University of Minnesota Alumni Association

Feature

The Poetry of Life

Pulitzer Prize-winning alumnus found contentment and his connection to the arts in poetry.

Photo courtesy of Carl Dennis

Twenty years ago, alumnus Carl Dennis (B.A. ’61) accomplished something few can claim—winning the Pulitzer Prize in poetry. Dennis says the accolade took him by surprise.

“I wasn’t prepared for it,” he says of the award for his eighth collection of poems. “It hit me sort of sidelong and it took a while to fully take it in. You think about other people who deserve it, and you know you’re fortunate to have your chance. I felt good about the book and felt humility that it was recognized that way.”

The book for which Dennis received the honor in 2002, Practical Gods, recognizes that there can be an overlap between spiritual concerns and what poetry can do. It also contains maybe his most celebrated poem, “The God Who Loves You.” (You can read it at poetryfoundation.org).

“[It’s the last poem and] one that has been written about and rewritten about,” says Dennis, who was a professor of English at the State University of New York at Buffalo from 1966 to 2001. “I think people grab on to it because it goes into the lives we didn’t live.”

Dennis recalls chatting with a child around middle-school age in a grocery store when the genesis of the poem came to him. “I was maybe 28 and learned that he was teased for his looks, and it just bothered me,” he says. “It made me feel very fatherly and protective and the poem came out of it.”

Dennis, who has also received fellowships from the Guggenheim Foundation and the National Endowment for the Arts during his career, says his lifelong connection to poetry lies in how it makes him feel, as much as in how he’s reached others with his work.

“Poetry gave me so much pleasure and a sense of fulfillment,” he says. “I wanted to see if I could make it my central concern, and it’s become my calling and what gives my life meaning.

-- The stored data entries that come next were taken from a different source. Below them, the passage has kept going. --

PR #7422, opened 2026-09-08
Skip formatting log records when Sentry logs are off

### LINKED ISSUE #7402: `SentryLogsHandler.emit` formats every log record before checking `has_logs_enabled`
### Summary

`SentryLogsHandler.emit` calls `self.format(record)` before it checks whether Sentry Logs are enabled, so every `logging` record in the process pays a full `Formatter.format` even when the feature is off. Measured at **~1.9 µs per log record** on CPython 3.14 / Apple M2.

### Where

`sentry_sdk/integrations/logging.py`:

```python
class SentryLogsHandler(_BaseHandler):
    def emit(self, record):
            self.format(record)              # <-- unconditional
            if not self._can_record(record):
                return
            if not client.is_active():
                return
            if not has_logs_enabled(client.options):   # <-- the cheap check comes last
                return
            self._capture_log_from_record(client, record)
```

`LoggingIntegration.__init__` defaults `sentry_logs_level=DEFAULT_LEVEL` (INFO), so the handler is installed for every user, and `LoggingIntegration` is a default integration. Applications that never set `enable_logs` - the default - format every INFO+ record for nothing.

`BreadcrumbHandler.emit` has the same shape, but there the formatting is actually used to build the breadcrumb, so only this one is wasted work.

### Suggested fix

Move the three guards above the `format()` call:

```python
def emit(self, record):
        if not self._can_record(record):
            return
        if not client.is_active() or not has_logs_enabled(client.options):
            return
        self.format(record)
        self._capture_log_from_record(client, record)
```

`_capture_log_from_record` reads `record.message`, which `format()` sets, so it has to stay before that call - just not before the guards.

### Impact

Measured on a FastAPI endpoint emitting three log records per request, in-process, SDK otherwise at defaults:

| config | added µs/req |
|---|---:|
| defaults | +99.7 |
| `LoggingIntegration(sentry_logs_level=None)` | +92.9 |
| `LoggingIntegration(level=None, sentry_logs_level=None)` | +73.3 |

The first delta (6.8 µs over three records) is this bug. Small per record, but it scales with log volume and applies to every application that has not opted into Sentry Logs.

Environment: CPython 3.14.7, sentry-sdk 2.67.1, fastapi 0.141.1, Apple M2.

gyanu2507:
`SentryLogsHandler.emit` called `format()` before checking whether logs are enabled. Every stdlib record paid for a Formatter even with the feature off.

Format after the capture check.

Fixes #7402

### DIFF
--- a/tests/integrations/logging/test_logging.py
+++ b/tests/integrations/logging/test_logging.py
@@ -8,6 +8,7 @@ from sentry_sdk import get_client
 from sentry_sdk.consts import VERSION
 from sentry_sdk.integrations.logging import (
     LoggingIntegration,
+    SentryLogsHandler,
     ignore_logger,
     ignore_logger_for_sentry_logs,
     unignore_logger,
@@ -242,6 +243,23 @@ def test_sentry_logs_collection_off_by_default(sentry_init, capture_items, reque
     get_client().flush()
 
     assert not items
+
+
+def test_sentry_logs_handler_skips_format_when_disabled(sentry_init):
+    sentry_init()
+    handler = SentryLogsHandler()
+    record = logging.LogRecord(
+        name="test-logger",
+        level=logging.INFO,
+        pathname=__file__,
+        lineno=1,
+        msg="hello %s",
+        args=("world",),
+        exc_info=None,
+    )
+    with mock.patch.object(handler, "format") as formatted:
+        handler.emit(record)
+    formatted.assert_not_called()
 
 
 def test_sentry_logs_collection_opt_in(sentry_init, capture_items, request):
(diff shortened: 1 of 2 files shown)


tests/integrations/logging/test_logging.py
```diff
@@ -244,6 +245,23 @@ def test_sentry_logs_collection_off_by_default(sentry_init, capture_items, reque
     assert not items
 
 
+def test_sentry_logs_handler_skips_format_when_disabled(sentry_init):
+    sentry_init()
```
sentrivana: Better to be explicit here to not have this break if the default changes:

```suggestion
    sentry_init(integrations=[LoggingIntegration(capture_sentry_logs=False)])
```

sentrivana (commented):
Thanks @gyanu2507, the change looks good to me, please have a look at the suggestion I left.

tests/integrations/logging/test_logging.py
gyanu2507: Done. The test now passes `LoggingIntegration(capture_sentry_logs=False)` so it still holds if the default flips.

sentrivana (approved):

It’s the most intimate of all the verbal arts because you’re so present in reading it and, when it works, it has the kind of intimacy that’s rare.”

Dennis, who lives in Buffalo, New York, feels a strong connection to his time at the U of M. “The teachers just cared so deeply and wanted to be helpful when it came to your future,” says Dennis, who earned his bachelor’s in English from the University. “They [introduced us to] very interesting people to help you grow. Samuel Monk, for example, was an 18th-century scholar. He wasn’t a writer himself but an important critic and he made you feel poetry was to be taken seriously.

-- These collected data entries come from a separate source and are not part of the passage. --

PR #7431, opened 2026-09-08
chore(grpc): Remove transaction-based tracing

sentrivana:
Closes https://linear.app/getsentry/issue/PY-2696/remove-transaction-based-tracing-from-grpc


alexander-alderman-webb (approved):
Thanks, completely missed these

sentrivana:
Sure, np. Going over everything and double-checking now 👀

PR #7442, opened 2026-09-09
chore: Remove GenAI input truncation functions

alexander-alderman-webb:
### Description

Remove dead truncation code.
Both `truncate_and_annotate_messages()` and `truncate_and_annotate_embedding_inputs()` were only used in the static trace lifecycle. This lifecycle is dropped in the major.

#### Reminders
- Please add tests to validate your changes, and lint your code using `uv run ruff`.
- Add GH Issue ID _&_ Linear ID (if applicable)
- PR title should use [conventional commit](https://develop.sentry.dev/engineering-practices/commit-messages/#type) style (`feat:`, `fix:`, `ref:`, `meta:`)
- For external contributors: [CONTRIBUTING.md](https://github.com/getsentry/sentry-python/blob/master/CONTRIBUTING.md), [Sentry SDK development docs](https://develop.sentry.dev/sdk/), [Discord community](https://discord.gg/Ww9hbqr)

PR #7449, opened 2026-09-09
chore: Remove unnecessary `None` checks

sentrivana:
All of these should be lists, never `None`.


tests/integrations/openai_agents/test_openai_agents.py
```diff
@@ -3935,49 +3932,6 @@ def calculator(a: int, b: int) -> int:
     )
 
 
-def test_openai_agents_message_truncation(
```
sentrivana: Removed because there is no message truncation anymore (correct me if that's incorrect)

alexander-alderman-webb: correct, I have this open to remove all remnants: https://github.com/getsentry/sentry-python/pull/7442

alexander-alderman-webb (approved):

alexander-alderman-webb:
I've removed unnecessary checks in the other GenAI integrations as well.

“It was also fellow students. Burton Weber (Ph.D. ’65) was a graduate student in English. He became a Miltonist, a student of Milton, and shared my sense of the importance of poetry.”

Dennis also remembers the writings of William Butler Yeats being a major influence on him during his college years. “It wasn’t one poem, but the way he took writing and made writing his own vocation,” Dennis says. “The way he was present—there was a human being behind every word, and I felt I’d like to see if I could also do that.”

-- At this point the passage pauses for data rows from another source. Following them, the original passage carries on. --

PR #203, opened 2018-10-16
feat(db): write bounce and complaint records to our own db

philbooth:
Related to #166.

This is the first step towards migrating away from the FxA auth db. We'll start by dual-writing to both databases. Then, after we've got sufficient history to fully evaluate limit violations using our own data, we can switch over to read from our own datastore and ditch the auth db.

Note that we still need to migrate from the auth server's bounce and complaint handling logic in prod before this code starts doing anything.

@mozilla/fxa-devs r?

### DIFF
--- a/src/delivery_problems/mod.rs
+++ b/src/delivery_problems/mod.rs
@@ -77,17 +77,17 @@ where
                             ProblemType::HardBounce => Err(AppErrorKind::BounceHardError {
                                 address: address.clone(),
                                 time: problem.created_at,
-                                problem: problem.clone(),
+                                problem: From::from(problem.clone()),
                             }.into()),
                             ProblemType::SoftBounce => Err(AppErrorKind::BounceSoftError {
                                 address: address.clone(),
                                 time: problem.created_at,
-                                problem: problem.clone(),
+                                problem: From::from(problem.clone()),
                             }.into()),
                             ProblemType::Complaint => Err(AppErrorKind::ComplaintError {
                                 address: address.clone(),
                                 time: problem.created_at,
-                                problem: problem.clone(),
+                                problem: From::from(problem.clone()),
                             }.into()),
                         };
                     }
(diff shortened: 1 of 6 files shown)


src/delivery_problems/mod.rs
```diff
@@ -101,8 +105,35 @@ where
...
+        address: &EmailAddress,
+        problem_type: ProblemType,
+        problem_subtype: ProblemSubtype,
+    ) -> AppResult<()> {
+        let mut problems: Vec<DeliveryProblem> = self
+            .db
+            .get(address.as_ref(), DataType::DeliveryProblem)?
+            .unwrap_or_else(|| Vec::new());
+        problems.insert(
+            0,
```
rfk: IIUC, inserting at the head of a `Vec` like this going to be O(N) in the number of delivery problems in the list, because it has to shift every other element to the right.  Is it possible to append to the end and then traverse the vector in reverse order, or something like that?

What will happen if we have so many bounce records for an address that the serialized value exceeds the maximum size of a string in redis?  Should we purge older entries to keep the size of the list under control?

We expect the size of the list to be small in practice, but we don't want to open any DoS vectors here.

(I know it would be a much bigger PR, but part of me wonders whether we should use redis's builtin list datatype for this...)

philbooth: My plan was to purge older items, as per the discussion at https://github.com/mozilla/fxa-email-service/issues/166#issuecomment-425035671. But I can look at appending and then changing the logic that processes the list instead, no probs.

Althoug also, just fwiw, it wouldn't be possible to DoS the service from this code as it is not invoked from the API. We'd DoS the queues process instead, meaning we'd be slow to process bounce/complaint/delivery notification.

rfk: Actually, is it true that we want the items in this list to be sorted by timestamp?  Inserting at the head or tail of the list won't necessarily guarantee that, if the SQS processing happens to deal with messages out of order (which it can).  Perhaps we should explicitly insert in sorted order here to be sure.

rfk: Although I guess we just generate the timestamp ourselves don't we, rather than taking a timestamp from the message....

I should probably stop worrying at this point and just leave it in your capable hands :-)

philbooth: Yeah, timestamps are generated in the auth db at the moment, presumably because we decided it was risky to trust the time reported by SES. I'm in favour of revisiting that decision as part of this broader migration process fwiw, we're already trusting SES to report accurate bounce/complaint events to us so trusting the timestamp too doesn't seem too big a leap.

philbooth:
@brizental, @mozilla/fxa-devs I pushed a couple more commits to this branch so it probably needs a fresh r+ before it can be merged, sorry.

* In 1093258, I make the change suggested by @rfk in https://github.com/mozilla/fxa-email-service/pull/203#discussion_r225678922, to store items in the opposite order to the auth db so that we can append to the array rather than shift every item to the right. Note that because we don't read from this data store, it's a smaller change, just the `append` and a big fat `TODO` comment for when we do read the items from Redis.

* In b2773f5, I opt to better separate the old and new naming schemes by not separating our `DeliveryProblem` from the old `LegacyDeliveryProblem`. The properties are exactly the same, just the serialization attributes are changed. It means we won't end up with the bounce umbrella terminology leaking into our data store and error structures. I should have thought of this one originally, sorry.

r?

src/delivery_problems/mod.rs
philbooth: > I'm in favour of revisiting that...

Ref: #205

philbooth:
@vbudhram yeah, we're still pinned to a really old version of Rust, sorry. If you do:

```
rustup toolchain install nightly-2018-08-06
rustup override set nightly-2018-08-06
```

...it might work?

We need to update some deps and then update the Rust version to something more recent, it's been on my to-do list for a while!

philbooth:
Sorry, ignore that comment, just seen you're on the correct version in your comment for #206.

Dennis says he has seen poetry change over the years, but it retains what he feels is important consistency, as well.

“You still look for the same theme of an original voice that is speaking to us directly,” he says. “It’s still so much about intelligence and passion, feeling the poet is taking what they are saying seriously. You still find poetry that is one subject connected to other subjects. I think all of this has been true and is still true.”

He also loves how poetry moves people through so many times in history. “I always remember that Emerson said that he wrote for the unknown friend,” Dennis relates. “It’s one to one…. And I’m so glad to say it still reaches people.”

His latest book of poetry, Earthborn (Penguin Random House), came out in March and focuses on the fragility of the natural world.

“We live in a time where our relationship to the biological community brings up many questions,” he says. “Our feeling about nature has changed quite a bit since I was born in 1939. I felt it was challenging to focus on this theme and think about connections.”


Eric Butterman is a freelance writer based in McKinney, Texas.